![](/img/trans.png)
[英]How to create a csv file dynamically with name of the spider in scrapy python
[英]How to get scrapy spider to add information to an item based on a CSV file
正如你们中的一些人可能会聚集在一起一样,我正在学习抓取方法,以便从我正在运行的研究项目的Google学术搜索中抓取一些数据。 我有一个包含许多文章标题的文件,而这些文章我都是我对其进行引用。 我使用熊猫读取了文件,生成了需要抓取的URL,然后开始抓取。
我面临的一个问题是503错误。 Google很快就将我拒之门外,许多条目仍未删除。 我正在使用Crawlera提供的一些中间件来解决这个问题。
我面临的另一个问题是,当我导出我的抓取数据时,我很难将抓取的数据与我要查找的内容进行匹配。 我的输入数据是一个具有三个字段的CSV文件-'Authors','Title','pid',其中'pid'是唯一标识符。
我使用熊猫读取文件,并根据标题为学者生成URL。 每次抓取给定的URL时,我的蜘蛛都会浏览学者页面,并为该页面上列出的每篇文章选择标题,出版物信息和引用。
这是我生成刮取链接的方式:
class ScholarSpider(Spider):
name = "scholarscrape"
allowed_domains = ["scholar.google.com"]
# get the data
data = read_csv("../../data/master_jeea.csv")
# get the titles
queries = data.Title.apply(urllib.quote)
# generate a var to store links
links = []
# create the URLs to crawl
for entry in queries:
links.append("http://scholar.google.com/scholar?q=allintitle%3A"+entry)
# give the URLs to scrapy
start_urls = links
例如,我数据文件中的一个标题可能是Rodney Brooks撰写的论文“ Elephants Do n't Play Chess”,其编号为“ pid” 5067。
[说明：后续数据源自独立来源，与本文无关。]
PR #6568, opened 2022-02-16
Various changes to restore integration tests in 'verify' target

brosler:
<hr/>
This PR includes changes for the following issues:

:: Race condition between certificate-file and CrConfig-file download and activation that can result in incorrect promotion of a CrConfig. The current logical flow has the two files arriving asynchronously from one another. When the ConfigHandler has ingested the new DeliveryServices it forwards the new information to the CertificatePublisher and then pends until the CP has OK'd the DS.  The certificates are downloaded periodically so the DS will be verified when the next certificate file download. Since the actions are asynchronous the verification process may start just before the ConfigHandler pushes the new set of DS and then pends - in this case the CP is verifying against the old/unupdated set of DS. When validation completes the CP will clear the pend-lock that clears the _new_ CrConfig to be accepted as a valid snapshot - the new DS were never validated. This was exposed during the integration test external/RouterTest.java in RouterTest::itRejectsCrConfigWithMissingCert. This (partial) fix was to introduce a flag in CertificatesPublisher which latches when the new DS has been received. If/When the CertificatesPublisher exits certificatesValidation it will not clear the pend-lock if the DS have been updated while validation was in progress - validation will be done at the next file download. There still exists a small window in which this failure can still occur but the vulnerability is greatly reduced - likely below a point in which it's likely to happen in the wild.
./core/src/main/java/org/apache/traffic_control/traffic_router/core/secure/CertificatesPublisher.java

:: Uncaught exception in Fetcher.java that results in a bogus exception being thrown upward. If/When the connection fails during Fetcher::getConnection() than the catch-block will be executed. During execution the LOGGER will attempt to call http;getResponseCode(), which will throw an IOException because the remote server cannot be reached. This second exception is then propagated upward, and is currently caught by the ultimate author of the original request (usually through Fetcher::getIfModifiedSince() or Fetcher::fetchIfModifiedSince()). The result is a semi-bogus exception being reported to the penultimate caller. A minor adjustment has been made to Fetcher.java to intercept this second exception, discard it, and re-throw the original exception. Only IOExceptions are allowed to be rethrown in order to avoid adding new/untested functionality to the logical blocks that depend on Fetcher.
./core/src/main/java/org/apache/traffic_control/traffic_router/core/util/Fetcher.java

:: ConsoleAppender now requires a name in order to be constructed. A number of test-files depend on a log4j::ConsoleAppender, lacking a setName call construction aborts. This problem was hamstringing a number of the integration tests being run during the maven verify target run. ./core/src/test/java/org/apache/traffic_control/traffic_router/core/TestBase.java
./core/src/test/java/org/apache/traffic_control/traffic_router/core/TrafficRouterStart.java
./core/src/test/java/org/apache/traffic_control/traffic_router/core/external/ExternalTestSuite.java

:: During verify execution a number of pedantic stack traces are thrown when the Fake Server is started. The stack-track is thrown from TestBase itself when the platformMBeanServer (re)registers the DeliveryServiceCertificatesMBean. Added code to un-register this bean when the Fake Server is shut down.
./core/src/test/java/org/apache/traffic_control/traffic_router/core/TestBase.java

:: Changed the path for the czmap.json file. This file was located under ./core/src/test/resources/czmap.json alongside other files used during testing - but the path in the test file was ./core/src/test/db/czmap.json. It seems like this particular path was never updated when the file was moved.
./core/src/test/java/org/apache/traffic_control/traffic_router/core/dns/ZoneManagerTest.java

:: Monkeyed with HttpDataServer to generate ContentLength. Down in the bowels of the HttpURLConnection there's a check for Content-Length which is supposedly a "should" in the http spec. The HttpDataServer was leaving the x-fer length at 0, which was generating a chunked transfer. This was causing a little bit of churn in the logical flow during debugging. To clean this up the HttpDataServer now provides the Content-Length header during most transfers.
./core/src/test/java/org/apache/traffic_control/traffic_router/core/external/HttpDataServer.java

:: During debugging noted that the TrafficRouterTest.java was silently throwing some NPE's. Fixes have been added to more-completely populate the test setup to avoid these issues and provide better test coverage.
./core/src/test/java/org/apache/traffic_control/traffic_router/core/router/TrafficRouterTest.java

:: Added new tests to FetcherTest.java to verify coverage of exception cases
./core/src/test/java/org/apache/traffic_control/traffic_router/core/util/FetcherTest.java

:: During execution of the integration test RouterTest::itRejectsCrConfigWithMissingCert it was noted that execution would reliably hangup - further tests weren't executed. Additionally, the RouterTest was periodically failing. Debugging showed that something was happening when the dnsrecords were being refresher. It turns out that the dnschallengemapping.polling.url had not been changed in the CrConfig files used in integration tests, resulting in the dnsrecords fetch using an https address. Since the HttpDataServer is only setup for http service, these https connection attempts were failing after a timeout. Two things were happening. First, since the HttpDataServer only opened one-port/one-listener, the https attempt was tying up the test port, which was blocking the other fetches required for testing, throwing off test timing (what was happening in the RouterTest). Second, the connection failure was generating an uncaught exception in Fetcher::getConnection which was leaving the TCP connection in limbo, probably in a TIMEDWAIT state which would eventually give up - but long after the tests had failed. The earlier fix for the uncaught exception in Fetcher::getConnection fixes the second part, but since the dnsrecords aren't critical for the integration tests it was also helpful to just shove them out of the way. The CrConfig files have been updated to include adjustments for the dnsrecords url and fetch timeout to move them out of the way of the integration tests.
./core/src/test/resources/publish/CrConfig.json
./core/src/test/resources/publish/CrConfig2.json
./core/src/test/resources/publish/CrConfig3.json
./core/src/test/resources/publish/CrConfig4.json

- Traffic Router

Best way - run 'mvn verify'

This PR doesn't contain a specific bugfix as its bundles a number of changes related to smaller issues into one batch-commit.

## PR submission checklist
- [x] This PR has tests 


traffic_router/core/src/main/java/org/apache/traffic_control/traffic_router/core/util/Fetcher.java
```diff
@@ -233,4 +239,23 @@ public void createStringBuilderFromResponse (final StringBuilder sb, final HttpU
...
+
+	private void connectionFailed(final HttpURLConnection http, final String url) {
+		String httpUrl = url;
+		String responseCode = "(none)";
+		try {
+			httpUrl = http.getURL().toString();
+			responseCode = String.valueOf(http.getResponseCode());
+		} catch (Exception e2) {
+			// Don't care
+			LOGGER.info("Exception during call attempt to retrieve url or responseCode from http");
```
rawlinp, line 251: Should this be `error` instead of `info`? Also, should we log the exception?

traffic_router/core/src/main/java/org/apache/traffic_control/traffic_router/core/util/Fetcher.java
```diff
@@ -233,4 +239,23 @@ public void createStringBuilderFromResponse (final StringBuilder sb, final HttpU
...
+		}
+
+		LOGGER.error("Failed Http Request to " + httpUrl + responseCode);
```
rawlinp, line 254: Can we change this to `LOGGER.error("Failed HTTP request to " + httpUrl + " status code: " + responseCode);`?

traffic_router/core/src/test/java/org/apache/traffic_control/traffic_router/core/router/TrafficRouterTest.java
```diff
@@ -73,6 +73,7 @@ public void before() throws Exception {
         when(deliveryService.isCoverageZoneOnly()).thenReturn(false);
         when(deliveryService.getDispersion()).thenReturn(mock(Dispersion.class));
         when(deliveryService.isAcceptHttp()).thenReturn(true);
+		when(deliveryService.getId()).thenReturn("someDsName");
```
rawlinp, line 76: indentation is off

traffic_router/core/src/test/java/org/apache/traffic_control/traffic_router/core/router/TrafficRouterTest.java
```diff
@@ -126,6 +127,9 @@ public void itCreatesHttpResults() throws Exception {
         HTTPRequest httpRequest = new HTTPRequest();
         httpRequest.setClientIP("192.168.10.11");
         httpRequest.setHostname("ccr.example.com");
+		Map<String, String> headers = new HashMap<String, String>();
+		headers.put("x-tc-steering-option", "itCreatesHttpResults");
+		httpRequest.setHeaders(headers);
```
rawlinp, line 132: indentation is off

traffic_router/core/src/test/java/org/apache/traffic_control/traffic_router/core/router/TrafficRouterTest.java
```diff
@@ -163,6 +167,8 @@ public void itFiltersByIPAvailability() throws Exception {
 
         DeliveryService ds = mock(DeliveryService.class);
 
+		when(ds.getId()).thenReturn("itFiltersByIpAvailable");
```
rawlinp, line 170: indentation is off

traffic_router/core/src/test/java/org/apache/traffic_control/traffic_router/core/router/TrafficRouterTest.java
```diff
@@ -280,6 +286,9 @@ public void itSetsResultToGeo() throws Exception {
         httpRequest.setClientIP("192.168.10.11");
         httpRequest.setHostname("ccr.example.com");
         httpRequest.setPath("/some/path");
+		Map<String, String> headers = new HashMap<String, String>();
+		headers.put("x-tc-steering-option", "itSetsResultToGeo");
+		httpRequest.setHeaders(headers);
```
rawlinp, line 291: indentation is off

traffic_router/core/src/test/java/org/apache/traffic_control/traffic_router/core/util/FetcherTest.java
```diff
@@ -62,4 +69,44 @@ public void itChecksIfDataHasChangedSinceLastFetch() throws Exception {
...
     }
-}
\ No newline at end of file
+
+    @Test
+    public void itChecksIfSocketTimeoutExceptionThrown() throws Exception {
+		// Test that an IOException (ex connection-failure) is caught, re-thrown, and
+		// that the embedded error is correctly encapsulated in the exception
+		//
+		final String mockedException = "Mocked Connection Failure";
```
rawlinp, line 78: indentation is off

traffic_router/core/src/test/java/org/apache/traffic_control/traffic_router/core/util/FetcherTest.java
```diff
@@ -62,4 +69,44 @@ public void itChecksIfDataHasChangedSinceLastFetch() throws Exception {
...
+        URL url = mock(URL.class);
+        HttpURLConnection httpURLConnection = mock(HttpURLConnection.class);
+
+        stub(method(URL.class, "openConnection")).toReturn(httpURLConnection);
+		doThrow(new SocketTimeoutException(mockedException)).when(httpURLConnection).connect();
```
rawlinp, line 83: indentation is off

traffic_router/core/src/test/java/org/apache/traffic_control/traffic_router/core/util/FetcherTest.java
```diff
@@ -62,4 +69,44 @@ public void itChecksIfDataHasChangedSinceLastFetch() throws Exception {
...
+        whenNew(URL.class).withArguments("http://www.example.com").thenReturn(url);
+
+        Fetcher fetcher = new Fetcher();
+		try {
+			fetcher.fetchIfModifiedSince("http://www.example.com", 123456L);
+			assertTrue(false);
+		} catch (SocketTimeoutException e) {
+			assertEquals(e.toString(), "java.net.SocketTimeoutException: " + mockedException);
+		}
```
rawlinp, line 92: indentation is off

traffic_router/core/src/test/java/org/apache/traffic_control/traffic_router/core/util/FetcherTest.java
```diff
@@ -62,4 +69,44 @@ public void itChecksIfDataHasChangedSinceLastFetch() throws Exception {
...
+		// is cast to type "HttpURLConnection". This will abort execution of
+		// Fetcher::getConnection() during the cast of "connection" to "http". This will
+		// result in the callstack unwinding normally with null return codes.
+		//
+        URLConnection urlConnection = mock(URLConnection.class);
+        stub(method(URL.class, "openConnection")).toReturn(urlConnection);
+
+        URL url = mock(URL.class);
+        Fetcher fetcher = new Fetcher();
+		assertEquals(fetcher.fetchIfModifiedSince("http://www.example.com", 123456L), null);
```
rawlinp, line 110: indentation is off

traffic_router/core/src/test/java/org/apache/traffic_control/traffic_router/core/util/FetcherTest.java
```diff
@@ -62,4 +69,44 @@ public void itChecksIfDataHasChangedSinceLastFetch() throws Exception {
...
+    @Test
+    public void itChecksIfOtherThrown() throws Exception {
+		// Test that other exceptions (ex CastClassException) is caught and
+		// squelched. This matches existing functionality.
+		//
+		// This test relies on the CastClassException which is thrown when "connection"
+		// is cast to type "HttpURLConnection". This will abort execution of
+		// Fetcher::getConnection() during the cast of "connection" to "http". This will
+		// result in the callstack unwinding normally with null return codes.
+		//
```
rawlinp, line 104: indentation is off

rawlinp (changes requested):
This looks good, thanks! I just have a minor logging formatting request and some indentation requests.

traffic_router/core/src/main/java/org/apache/traffic_control/traffic_router/core/util/Fetcher.java
brosler: We can definitely log the exception - I'll add that. I'll also add the exception to the main "Failed Http Request to "... error message.

Regarding this being an info vs error level. I'm of the opinion that generating an error message here (second/embedded catch block) would confuse diagnosis and debugging of the actual underlying issue that landed us in the main catch-block - which is likely to be related to a connection failure. If we generated an error while trying to generate the error message we'd just be adding noise to the problem space.

traffic_router/core/src/main/java/org/apache/traffic_control/traffic_router/core/util/Fetcher.java
brosler: Yeah - duh and whoops ... definitely

traffic_router/core/src/test/java/org/apache/traffic_control/traffic_router/core/router/TrafficRouterTest.java
brosler: Yep - interesting that some files are tab'd and other's are spaced.

traffic_router/core/src/test/java/org/apache/traffic_control/traffic_router/core/router/TrafficRouterTest.java
brosler: Yep

traffic_router/core/src/test/java/org/apache/traffic_control/traffic_router/core/util/FetcherTest.java
brosler: Yep

traffic_router/core/src/test/java/org/apache/traffic_control/traffic_router/core/util/FetcherTest.java
brosler: yep

traffic_router/core/src/test/java/org/apache/traffic_control/traffic_router/core/util/FetcherTest.java
brosler: yep

traffic_router/core/src/test/java/org/apache/traffic_control/traffic_router/core/util/FetcherTest.java
brosler: yep

traffic_router/core/src/test/java/org/apache/traffic_control/traffic_router/core/util/FetcherTest.java
brosler: yep

traffic_router/core/src/main/java/org/apache/traffic_control/traffic_router/core/util/Fetcher.java
rawlinp: Ok, maybe `debug` rather than `info`?

brosler: I like that ... makes sense

traffic_router/core/src/test/java/org/apache/traffic_control/traffic_router/core/router/TrafficRouterTest.java
rawlinp: You have fine taste, then. Just don't tell @ocket8888

brosler: Should be good now. Check out the latest and ping me if you think of anything else.

traffic_router/core/src/test/java/org/apache/traffic_control/traffic_router/core/loc/AbstractServiceUpdaterTest.java
```diff
@@ -65,6 +69,9 @@ public void before() throws Exception {
 		databasesDirectory = mock(Path.class);
 		when(databasesDirectory.resolve((String) isNull())).thenReturn(databasePath);
 
+	    trafficRouterManager = mock(TrafficRouterManager.class);
```
rawlinp, line 72: this line mixes tabs and spaces

rawlinp (commented):
Just one inconsistent indentation; otherwise, I think this is good to go.

rawlinp (approved):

http://scholar.google.com/scholar?q=allintitle%3Aelephants+don%27t+play+chess
现在在此页面上,有六个点击。 蜘蛛会获得全部六个命中,但需要为其分配相同的“ pid”。 我知道我需要在某处插入一行,该行的内容类似于item ['pid'] = data.pid.apply(“ something”),但我不知道该怎么做。
以下是我的蜘蛛的其余代码。 我确信这样做的方法非常简单,但是我想不出如何让蜘蛛知道应该寻找哪个data.pid条目。
def parse(self, response):
# initialize something to hold the data
items=[]
sel = Selector(response)
# get each 'entry' on the page
# an entry is a self contained div
# that has the title, publication info
# and cites
entries = sel.xpath('//div[@class="gs_ri"]')
# a counter for the entry that is being scraped
count = 1
for entry in entries:
item = ScholarscrapeItem()
# get the title
title = entry.xpath('.//h3[@class="gs_rt"]/a//text()').extract()
# the title is messy
# clean up
item['title'] = "".join(title)
# get publication info
# clean up
author = entry.xpath('.//div[@class="gs_a"]//text()').extract()
item['authors'] = "".join(author)
# get the portion that contains citations
cite_string = entry.xpath('.//div[@class="gs_fl"]//text()').extract()
# find the part that says "Cited by"
match = re.search("Cited by \d+",str(cite_string))
# if it exists, note the number
if match:
cites = re.search("\d+",match.group()).group()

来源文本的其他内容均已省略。